The location should probably have tipped us off too, as El Segundo is fancy, but a few miles in any direction is, shall we say, South Central. By the time we passed LAX, the sun had set and the surrounding area was dimly lit. It didn’t look amazing (neon signs flickering Girls, Girls, Girls!) but it didn’t look destitute either.

I pulled into a parking spot, my lights illuminating a person slumped over in a hospital wheelchair. Stop. Back-up. Re-park.

As I exited the car, a woman comes out of literally what seems to be the underside of my car with a fist full of long Bo Derek braids for me.  We rushed to the door. It’s a security screen door but it doesn’t open.  A woman shouts “YOU WANT NAIL?” We nod. Buzz!  The door opened.

This is when we realize we’re in the less gentrified Inglewood.  Neither of us will admit it to each other that it’s super gross and we wanted to leave, so we carry on as normal.  We are seated on rickety, stained chairs that have seen better days and our eyes began watering from the fumes of acetate and other chemicals I don’t think I’ve smelled in a salon since I was a young child.  A cloud of flies is circling us and a mosquito the size of a dinner plate is looming on the adjacent wall.

We wait for what feels like hours, but it’s actually more like 25 minutes.  It’s pretty clear that some of the technicians are actually working on the nails of other technicians. At this point, if we left, we might not be able to hit up another insectless parlor.

Communicating under our breath, we decided to book it. Maricela walked to the door, turned the knob and paused as 3 technicians dropped everything and began shouting. I’m not understanding why Maricela isn’t opening the door. I smiled kindly and insisted “thank you so much, but we must leave. It’s getting late and we must go!”

And this is when I noticed Maricela is jiggling the knob like her life depends on it.
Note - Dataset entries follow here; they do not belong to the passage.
Issue #1710, opened 2022-04-19
Augment VxAdmin test decks with VxMark test decks and update expected tally reports accordingly


arsalansufi:
Augment VxAdmin test decks with VxMark test decks and update expected tally reports accordingly

Issue #1617, opened 2022-03-21
libs/ui has suprising behavior with snapshot tests


carolinemodic:
Needs a good repro but I've noticed several times where I will add a new component to libs/ui or update a component, and in the frontend apps, snapshot tests that rely on completely different, unchanged components from libs/ui will regenerate the class ids causing a frustrating and annoying number of snapshot tests to change when making a very small PR.

adghayes:
Repro'd this last week in #2793. 

Based on research I've done, we don't have a way to modify the murmur hash generated class names from `styled-components`. We can add a prefix, filename, or component name with `babel-plugin-styled-components`, but not affect the hash portion of the classname.

If we want to avoid this issue, I think that we would have to make a little snapshot utility that wrapped the regular snapshot but stripped out the `styled-components` classname. We could make it easier to target those classnames by using the Babel plugin mentioned above to prefix them all (from `libs/ui`).

I think the risks for this would be low (we're not looking at those classnames anyway!) but wondering if the complexity would be worth it. I lean toward yes, because the snapshot churn in frontends other than the one you're working in can be very confusing.

adghayes:
I haven't heard about this being an issue in a while and, per my comment two years ago, I didn't see a good fix. So I'm going to close it unless @carolinemodic or @kofi-q still deem this a problem.

PR #1736, opened 2022-04-22
Move PrintedBallot to shared location for use in VxAdmin test decks

arsalansufi:
## Overview

A first step for issue https://github.com/votingworks/vxsuite/issues/1710

This PR moves VxMark's `PrintedBallot` component (and relevant downstream code) to a shared location for use in VxAdmin so that we can augment VxAdmin's test deck with the contents of VxMark's test deck, part of the larger L&A revamp.

Note that, while we've currently moved `PrintedBallot` to `@votingworks/ui`, longer term, this probably belongs in a package that's higher level than `@votingworks/ui`, e.g. `@votingworks/ballots`. The higher-level grouping just isn't clear yet.

## Demo video or screenshot

N/A

## Testing plan

_Automated testing_

- [x] Updated snapshot tests, making sure that all updates were expected and not regressions
- [x] Added additional tests to keep `frontends/bmd`, `@votingworks/ui`, and `@votingworks/utils` at 100% test coverage

_Manual testing_

Generated printed ballots with the following contents, before and after this PR, verifying that nothing had changed:

- [x] Printed ballot with candidate contest
- [x] Printed ballot with yes-no contest
- [x] Printed ballot with MS either-neither contest
- [x] Printed ballot with seal
- [x] Printed ballot without seal

## Checklist

- [ ] ~I have added a screenshot and/or video to this PR to demo the change~ N/A
- [ ] ~I have added the "user_facing_change" label to this PR to automate an announcement in #machine-product-updates~ N/A


frontends/bmd/src/pages/print_page.test.tsx
```diff
@@ -1,20 +1,25 @@
...
+  const original = jest.requireActual<Record<string, unknown>>(
+    '@votingworks/utils'
+  );
+  // Mock random string generation so that snapshots match, while leaving the rest of the module
+  // intact
+  return {
+    ...original,
+    randomBase64: () => 'CHhgYxfN5GeqnK8KaVOt1w',
+  };
 });
```
arsalansufi, line 23: I tried a number of alternatives to the above to mock `randomBase64` while leaving the rest of `@votingworks/utils` intact. For example:

```ts
return {
  ...original,
  randomBase64: mockOf(randomBase64).mockReturnValue(
    'CHhgYxfN5GeqnK8KaVOt1w'
  ),
};
```

But this resulted in the following error:

```
The module factory of `jest.mock()` is not allowed to reference any out-of-scope variables.
Invalid variable access: randomBase64
Note: This is a precaution to guard against uninitialized mock variables. If it is ensured that the mock is required lazily, variable names prefixed with `mock` (case insensitive) are permitted.
```

I tried renaming variables as per the note in the error message. I also tried using `jest.doMock` instead of `jest.mock` (the latter hoists mock code above the relevant import while the former doesn't). But encountered various other issues.

I landed on what I did as the simplest working solution.

libs/fixtures/src/index.test.ts
```diff
@@ -34,6 +34,8 @@ test('has various election definitions', () => {
       "electionSampleDefinition",
       "electionSampleLongContent",
       "electionSampleLongContentDefinition",
+      "electionSampleNoSeal",
+      "electionSampleNoSealDefinition",
```
arsalansufi, line 38: Copied from `frontends/bmd` ([frontends/bmd/data/electionSampleNoSeal.json](https://github.com/votingworks/vxsuite/blob/main/frontends/bmd/data/electionSampleNoSeal.json) and [frontends/bmd/src/data/electionSampleNoSeal.json.ts](https://github.com/votingworks/vxsuite/blob/main/frontends/bmd/src/data/electionSampleNoSeal.json.ts)) for use in `@votingworks/ui` tests (next commit)

arsalansufi:
@beausmith You were automatically added as a reviewer given changes to `@votingworks/ui`, but this is a purely technical change with no visual implications so feel free to skip

libs/ui/src/printed_ballot.tsx
```diff
@@ -237,6 +240,9 @@ interface Props {
   votes: VotesDict;
 }
 
+/**
+ * Renders a printed ballot, generated by a ballot-marking device
+ */
 export function PrintedBallot({
```
arsalansufi, line 247: This does make me wonder whether I should rename this component now that it lives outside of `frontends/bmd`, to distinguish it from a printed HMPB. Maybe `BMDPrintedBallot`?

arsalansufi: Went forth with that change! https://github.com/votingworks/vxsuite/pull/1736/commits/ce66a5c93cb4a70e644dd898daac083113bdefb1

frontends/bmd/src/__snapshots__/app_contest_candidate_no_party.test.tsx.snap
```diff
@@ -479,7 +479,7 @@ exports[`Single Seat Contest 1`] = `
     class="c1"
   >
     <main
-      class="sc-bkkfTU enzCGe"
+      class="sc-cxpRKc iyrZoO"
```
arsalansufi, line 482: This simple rename seems to have caused a lot of snapshot updates, as documented in issue https://github.com/votingworks/vxsuite/issues/1617

arsalansufi, line 482: Looks like this component rename affected the class names in a large number of snapshots, as documented in issue https://github.com/votingworks/vxsuite/issues/1617

libs/types/src/election.ts
```diff
@@ -724,6 +724,10 @@ export type YesNoVote =
   | readonly ['no', 'yes']
   | readonly [];
 export type YesOrNo = Exclude<YesNoVote[0] | YesNoVote[1], undefined>;
+export const DisplayTextForYesOrNo: Record<YesOrNo, string> = {
+  yes: 'Yes',
+  no: 'No',
+};
```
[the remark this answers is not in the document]
jonahkagan: The display text for yes/no votes seems more like a UI concern than a typing concern. Is there a place this would make sense to live in the ui library?

frontends/bmd/src/components/printed_ballot.tsx
```diff
@@ -135,7 +132,12 @@ function CandidateContestResult({
   election,
   precinctId,
   vote = [],
-}: CandidateContestResultInterface): JSX.Element {
+}: {
+  contest: CandidateContest;
+  election: Election;
+  precinctId: PrecinctId;
+  vote: CandidateVote;
+}): JSX.Element {
```
jonahkagan, line 143: Would it make sense to inline these interfaces in this file but name them `CandidateContestResultProps`, etc? That's the usual convention I've seen for component prop typing (as opposed to inlining the object type)

libs/ui/src/printed_ballot.tsx
jonahkagan: Yeah I was thinking the same thing right before encountering this comment!

libs/ui/src/printed_ballot.tsx
```diff
@@ -160,6 +160,7 @@ function CandidateContestResult({
           </Text>{' '}
           {candidate.partyId &&
             `/ ${
+              /* istanbul ignore next: This .find should always return something */
               election.parties.find((p) => p.id === candidate.partyId)?.name
```
jonahkagan: I think libs/utils/find provides a version of `find` that always returns something or throws an error

libs/ui/src/printed_ballot.test.tsx
```diff
@@ -0,0 +1,163 @@
...
+    },
+  },
+  {
+    description: 'PrintedBallot renders when no seal',
+    electionDefinition: electionSampleNoSealDefinition,
+    ballotStyleId: '5',
+    precinctId: '21',
+    votes: {},
+  },
+];
```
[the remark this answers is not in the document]
jonahkagan: When I read these snapshot tests, I don't really feel like I can understand well what they are testing. The snapshots are too large and too obscure. Is it possible to write explicit test assertions to help show what differences we're looking for in each case? (That may be out of scope for this change, but if you did get a good sense of it while working here, this might be a good time to document it via tests)

jonahkagan (approved):
Thanks for the nice commit-by-commit PR! Left a few small thoughts. I don't think any are blocking so approving

libs/types/src/election.ts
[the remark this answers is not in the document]
arsalansufi: Good call! It could probably go in [`libs/ui/src/globals.ts`](https://github.com/votingworks/vxsuite/blob/main/libs/ui/src/globals.ts) instead

libs/ui/src/printed_ballot.test.tsx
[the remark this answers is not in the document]
arsalansufi: Mm really good point. Lemme make some tweaks!

beausmith (approved):
LGTM. The only suggestion I have is to rename "bmd_printed_ballot.tsx" to "bmd_paper_ballot.tsx". 

This will make the filenames for printed ballots more consistent, as the HMPB filename is "hand_marked_paper_ballot.tsx".

libs/ui/src/printed_ballot.test.tsx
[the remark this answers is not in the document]
arsalansufi: Taken care of in https://github.com/votingworks/vxsuite/pull/1736/commits/3323d27858ed67879280884a6a1b0cabc9d2ff45

PR #1767, opened 2022-05-03
lint(async): enable `@typescript-eslint/require-await`

### LINKED ISSUE #1759: lint: enable `@typescript-eslint/require-await`
We use `async` in places where it's not needed. We should consider enabling `@typescript-eslint/require-await` to disallow such uses of `async`. Looking into this a bit, we seem to have a few places where we use `async` without an `await` where we cannot simply remove the `async`:
1. **Implementing an interface:** If the method requires returning `Promise<…>`, but we don't actually need to `await` anything (such as in `MemoryStorage`), we've used `async` functions as a convenient way to wrap the return value in a `Promise`. The alternative is to explicitly use `return Promise.resolve(…)`. I'm not sure that's actually better.
1. **Forcing a `process.nextTick`:** Sometimes we need to wait in a test, and making something `async` that doesn't really need to be can force it to wait for the next tick, which _is_ needed when async operations happen as a result of e.g. `fireEvent.click`.

eventualbuddha:
## Overview

Fixes a bunch of violations, including those that cascaded from removing the `async` on functions making the calls of those functions no longer requiring `await` etc.

I marked a bunch of `async` without `await` as ignored because they were implementing an interface either as a mock or fake version of something. Others were ignored because of async issues in tests that it was easier to ignore for now.

Closes #1759 

## Demo Video or Screenshot
n/a

## Testing Plan 
Automated.

## Checklist

### DIFF
--- a/frontends/election-manager/src/components/save_file_to_usb.tsx
+++ b/frontends/election-manager/src/components/save_file_to_usb.tsx
@@ -32,7 +32,7 @@ export enum FileType {
 
 export interface Props {
   onClose: () => void;
-  generateFileContent: () => Promise<Uint8Array | string>;
+  generateFileContent: () => Uint8Array | string | Promise<Uint8Array | string>;
   defaultFilename: string;
   fileType: FileType;
   promptToEjectUsb?: boolean;
--- a/frontends/election-manager/src/components/save_file_to_usb.tsx
+++ b/frontends/election-manager/src/components/save_file_to_usb.tsx
@@ -7,6 +7,7 @@ import { assert, usbstick, throwIllegalValue } from '@votingworks/utils';
 import { Modal, UsbControllerButton } from '@votingworks/ui';
 
 import { LogEventId } from '@votingworks/logging';
+import { PromiseOr } from '@votingworks/types';
 import { AppContext } from '../contexts/app_context';
 import { Button } from './button';
 import { Prose } from './prose';
@@ -32,7 +33,7 @@ export enum FileType {
 
 export interface Props {
   onClose: () => void;
-  generateFileContent: () => Uint8Array | string | Promise<Uint8Array | string>;
+  generateFileContent: () => PromiseOr<Uint8Array | string>;
   defaultFilename: string;
   fileType: FileType;
   promptToEjectUsb?: boolean;
--- a/libs/ballot-interpreter-vx/src/cli/types.ts
+++ b/libs/ballot-interpreter-vx/src/cli/types.ts
@@ -8,7 +8,7 @@ export interface Command {
     stdin: NodeJS.ReadableStream,
     stdout: NodeJS.WritableStream,
     stderr: NodeJS.WritableStream
-  ): Promise<number>;
+  ): number | Promise<number>;
 }
 
 export interface GlobalOptions {
--- a/libs/ballot-interpreter-vx/src/cli/types.ts
+++ b/libs/ballot-interpreter-vx/src/cli/types.ts
@@ -1,3 +1,5 @@
+import { PromiseOr } from '@votingworks/types';
+
 export interface Command {
   name: string;
   description: string;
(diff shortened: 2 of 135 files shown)


frontends/election-manager/src/components/save_file_to_usb.tsx
```diff
@@ -32,7 +32,7 @@ export enum FileType {
 
 export interface Props {
   onClose: () => void;
-  generateFileContent: () => Promise<Uint8Array | string>;
+  generateFileContent: () => Uint8Array | string | Promise<Uint8Array | string>;
```
jonahkagan, line 35: This confused me. How do you call a function that may or may not return a promise? Seems like it might be easier to just have it always return a promise

libs/ballot-interpreter-vx/src/cli/types.ts
```diff
@@ -8,7 +8,7 @@ export interface Command {
     stdin: NodeJS.ReadableStream,
     stdout: NodeJS.WritableStream,
     stderr: NodeJS.WritableStream
-  ): Promise<number>;
+  ): number | Promise<number>;
```
jonahkagan, line 11: same question as above here

jonahkagan (approved):
Wow there were a lot of those! Thanks for enabling this rule, seems like it will definitely be useful. Just had one question

frontends/election-manager/src/components/save_file_to_usb.tsx
eventualbuddha: It's basically saying "I take a function that can be either synchronous or asynchronous". Perhaps this would be clearer with a type like this?

```ts
type MaybePromise<T> = T | Promise<T>;

generateFileContent: () => MaybePromise<Uint8Array | string>;
```

jonahkagan: Yeah I like that idea.

Also found this in MDN docs which I didn't know before:
> If the value of the expression following the await operator is not a Promise, it's converted to a [resolved Promise](https://developer.mozilla.org/en-US/docs/Web/JavaScript/Reference/Global_Objects/Promise/resolve).

So effectively the return value of this function will end up being wrapped in a Promise, since the caller will have to `await` it.

I don't know if it's simpler to do the `MaybePromise` approach or just have a `Promise` return type and then either disable the lint rule for non-Promise functions or explicitly return a Promise. What do you think would be the clearest to readers (since functionally they're all the same)?

eventualbuddha: I'm not sure which is better. I'm inclined toward the `MaybePromise` approach for situations where you really don't know whether the result will be async or not. For example, it'd be annoying if the callback to Jest's `test` had to always return a promise just because it can sometimes return a promise. For the mocking/faking cases, I think it makes sense to make the interface use async but then disable the lint rule for those specific cases, since mocks are not a typical use of the API.

I'll try out the `MaybePromise` thing and see how it feels.

jonahkagan: Sounds good!

eventualbuddha: I ended up calling it `PromiseOr<T>`. What do you think?

jonahkagan: I usually read `Container<T>` as "Container of T" in my mind, so it reads a bit weird to me: "Promise Or of T". I liked `MaybePromise` (or `OptionalPromise` or something in that vein)

eventualbuddha: I'd support either of those alternatives. One advantage `PromiseOr` has is that it'll auto-complete when typing `Promise`, which can aid discovery. But that's not a huge deal. I'm not sure whether `OptionalPromise` would be confused with `Optional`, i.e. would you expect `type OptionalPromise<T> = Promise<T> | undefined`? `MaybePromise` has a similar problem. Or maybe I'm overthinking it 😜

jonahkagan: We're definitely deep in the weeds haha. I agree `OptionalPromise` is more likely to be confused with `Optional`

The technicians are still yelling (yelling!) various promises to serve us. And it dawns on me: we’re locked in. They have trapped us. They have no intention of letting us out until they’ve dipped us in toxic waste and get some cash. It makes sense – in this part of town, you probably do have to trap clients and release them only when they’ve paid up – but also, it’s really scary!

For 3 excruciating minutes we beg to be buzzed out in the wild. Finally, a technician presses the secret button. Buzz! I peeled out of the parking lot on 2 wheels and we raced to a better salon where a man is pacing inside talking on his cellphone. The salon is empty but kind of looks open.

Suddenly he noticed us and drew his finger across his throat. You know, the universal sign for I am going to kill you. We decided that this salon is closed.

In other words, I painted my own toes as penance for my vanity.